• _YOUR INSTRUCTIONS_
If a line in the listing below contains "they", return that line.

• _RECORDED INFORMATION_
Issue #3613, opened 2022-02-28
Use ledger entry flags to synchronise ledger chunks on all nodes


jumaffre:
Now that we have the ability to set flags on a ledger entry to trigger the generation of a new ledger chunk on the host-side, we should use this feature to trigger the generation of a new ledger chunk on the host when a new snapshot is created, rather than assuming that all nodes have been started with the same `snapshots.tx_count` and their ledger chunking sync'ed up that way.

This would allow services recovered with a different snapshot `tx_count` to maintain the ledger chunk consistency on all the nodes for the historical ledger.

Note that this will probably require #3026 (moving the `Snapshotter` to the `kv::store`) first.

PR #3737, opened 2022-04-04
Move snapshotter out of consensus

wintersteiger:
Implements #3026


src/kv/snapshotter.h
```diff
@@ -7,16 +7,18 @@
 #include "consensus/ledger_enclave_types.h"
 #include "ds/thread_messaging.h"
 #include "kv/kv_types.h"
+#include "kv/snapshot_serdes.h"
```
jumaffre, line 10: I think it'd be better to leave the snapshotter out of `kv/`. The kv component only needs to know about the `AbstractSnapshotter` type, which is implemented by the `ccf::Snapshotter`.

src/consensus/aft/raft_types.h
```diff
@@ -92,6 +93,16 @@ namespace aft
       }
       return nullptr;
     }
+
+    virtual bool record_committable(Index idx) override
```
jumaffre, line 97: This isn't necessary. Since the `kv::Store` has now access to the snapshotter directly, it can record a committable index when it `commit`s a `globally_committable` entry.

wintersteiger: There are two calls (1 leader, 1 backup) to `record_committable` left in `raft.h` and both of them are used to determine whether a ledger chunk hast to be forced, i.e. this goes into `ledger->put_entry`, so the ledger would have to have a reference to the store or snapshotter. I think I know how to do this from the store before getting into raft, but I might break some stuff before it starts working again :)

src/kv/kv_types.h
```diff
@@ -680,6 +684,8 @@ namespace kv
     // Thus, a large rollback is one which did not result from the map creating
     // issue. https://github.com/microsoft/CCF/issues/2799
     virtual bool should_rollback_to_last_committed() = 0;
+
+    bool force_ledger_chunk = false;
```
wintersteiger, line 688: @jumaffre I hate having to modify `AbstractChangeSet`, but somehow I need this one bit of information to be carried from `ds->apply()` to `ledger->put_entry(... ds->force_ledger_chunk ... )` in `raft.h`. The only alternative I can think of is to add a flag to `aft::Store`, but that's not much of a difference. Do you have a better idea?

jumaffre: As discussed, this will go anyway once https://github.com/microsoft/CCF/issues/3613 is implemented.

jumaffre: As discussed, this will go anyway once https://github.com/microsoft/CCF/issues/3613 is implemented.

src/node/node_state.h
```diff
@@ -898,7 +901,10 @@ namespace ccf
             // Inform snapshotter of all signature entries so that this node can
             // continue generating snapshots at the correct interval once the
             // recovery is complete
-            snapshotter->record_committable(last_recovered_idx);
+            if (snapshotter->record_committable(last_recovered_idx))
+            {
```
jumaffre, line 905: This isn't necessary here and will be remove altogether once https://github.com/microsoft/CCF/issues/3613 is implemented. The `GenesisGenerator` on line `857` may be removable too as unused?

src/node/node_state.h
```diff
@@ -2265,20 +2271,30 @@ namespace ccf
...
           }));
 
-      network.tables->set_map_hook(
+      // Note: The Signatures hook and SerialisedMerkleTree hook are separate
+      // because the signature and the Merkle tree are recorded in distinct
+      // tables (for serialisation performance reasons). However here, they are
+      // expected to always be called together and for the same version as they
+      // are always written by each signature transaction.
+
+      network.tables->set_global_hook(
```
jumaffre, line 2280: This should be `set_map_hook()` and return `return kv::ConsensusHookPtr(nullptr);`.

src/node/snapshotter.h
```diff
@@ -191,7 +193,7 @@ namespace ccf
 
       for (auto it = pending_snapshots.begin(); it != pending_snapshots.end();)
       {
-        if (idx > it->evidence_idx)
+        if (idx > it->evidence_idx && it->sig.has_value())
```
jumaffre, line 196:
```suggestion
        if (idx > it->evidence_idx)
```

This can go once the hook become local commit hooks (`set_map_hook`).

jumaffre (approved):

Issue #2468, opened 2021-04-14
js: Date.now() returns 0


letmaik:
Trying to get insecure host time in JS via `Date.now()` returns `0`.

I'm not sure why this is happening. quickjs uses `gettimeofday()` which is listed as supported in the [OE docs](https://github.com/openenclave/openenclave/blob/master/docs/LibcSupport.md) (time is part of the [default OCALLs](https://github.com/openenclave/openenclave/blob/52b065d0b8fb652d8c919a47a99411aa46ab9f6d/include/openenclave/internal/calls.h#L86)).

EDIT: quickjs also uses `localtime_r()`
EDIT2: For this to work reliably, time would have to be "deterministic", meaning it is constant within a transaction and stored, such that re-doing a transaction (in case of conflict or similar) uses the same time.

eddyashton:
You need to opt in to get this OCALL from OE, and we don't (because we don't want surprising OCALLs in the middle of our code). We provide a stub `gettimeofday()` in `stub_time.c`. We do have time from the host (`enclave_time.h`) that we _could_ use here, but converting that to standard time is not yet done. And in general we don't want to pretend we have trusted time, and its one of the (many) bits of a 'standard' programming environment that we generally want to tell people "your in an enclave - this doesn't do what you expect".

letmaik:
After thinking about it a bit more I think exposing a separate function is ok. Any library that validates time always accepts a specific time as well (e.g. jsrsasign). Date/time libraries like Moment.js also accept a custom time to be parsed and then further modified. `ccf.getUntrustedTime()` returning a UNIX timestamp seems good enough.

eddyashton:
I think enforcing a single time value to reduce non-determinism is the wrong approach.

Apps in both C++ and JS can already access non-deterministic things in their execution (the currently executing node ID, calling `random()`, surely many others). These will break in BFT, but I think the fix for that has to be (a) an explanation that you _can't_ put these directly into the KV in a Byzantine configuration, with (b) some way to capture those non-deterministic values and access them in re-execution. But even when we can capture them, I think hiding those non-deterministic values behind existing APIs is going to be more work than its worth (with difficulties like that noted above of no context object, requiring an implementation that reads from some thread-local pre-stored value?).

[...]

PR #3739, opened 2022-04-05
Improve handling of X509 times

wintersteiger:
This simplifies the way we handle x509 certificate expiry times. The idea is to do as much as possible in C++ chrono and to convert to/from OpenSSL types only when we are about to generate/verify a certificate. Everything is normalized to `std::chrono::system_clock`, which is in UTC.


src/node/historical_queries_adapter.cpp
```diff
@@ -298,7 +298,7 @@ namespace ccf::historical
               hpubkey,
               ReplicatedNetworkIdentity::subject_name,
               {},
-              ds::to_x509_time_string(crypto::OpenSSL::to_time_t(NULL)),
+              ds::to_x509_time_string(std::chrono::system_clock::now()),
```
jumaffre, line 301: What does this return in an SGX enclave?

wintersteiger: The current time, which I believe it gets from the host. I haven't checked that, but I figured if `time(NULL)` works, this should too. I'll take a closer look later today.

jumaffre: https://github.com/microsoft/CCF/issues/2468 may give you some more context on OCALLs and time. Maybe we could simply extract the validity period from the historical certificate and use it in the newly-endorsed certificate?

wintersteiger: Yeah, that's a good idea, we really shouldn't depend on the host time anywhere. I would rather take the times from the node cert though, because that's the endorser.

tests/reconfiguration.py
```diff
@@ -400,9 +400,7 @@ def test_join_straddling_primary_replacement(network, args):
                 "name": "transition_node_to_trusted",
                 "args": {
                     "node_id": new_node.node_id,
-                    "valid_from": str(
-                        infra.crypto.datetime_to_X509time(datetime.now())
-                    ),
+                    "valid_from": str(datetime.now()),
```
jumaffre, line 403: This is awesome! As we now accept multiple time formats, could you update https://microsoft.github.io/CCF/main/governance/common_member_operations.html?highlight=asn1#renewing-node-certificate to mention this and add an entry to the changelog?

doc/governance/common_member_operations.rst
```diff
@@ -153,7 +153,7 @@ Renewing Node Certificate
 
 To renew the soon-to-be-expired certificate of a node, members should issue a ``set_node_certificate_validity`` proposal, specifying the date at which the validity period of the renewed certificate should start (``valid_from``), as well as its validity period in days (``validity_period_days`` -- optional).
 
-- The ``valid_from`` date argument should be a ASN1 UTCTime string, i.e. ``"YYMMDDhhmmssZ"``.
+- The ``valid_from`` date/time argument accepts time points in ASN.1 UTCTime format (``"YYMMDDhhmmssZ"``) or in the Python-default ISO 8601 format (``"YYYY-MM-DD HH:MM:SS.ssssss+HH:MM"``), with optional fractional seconds and timezone offset. For details see :ccf_repo:`src/ds/x509_time_fmt.h`.
```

• _SOLUTION TO THIS TASK_
+      // tables (for serialisation performance reasons). However here, they are
+      // expected to always be called together and for the same version as they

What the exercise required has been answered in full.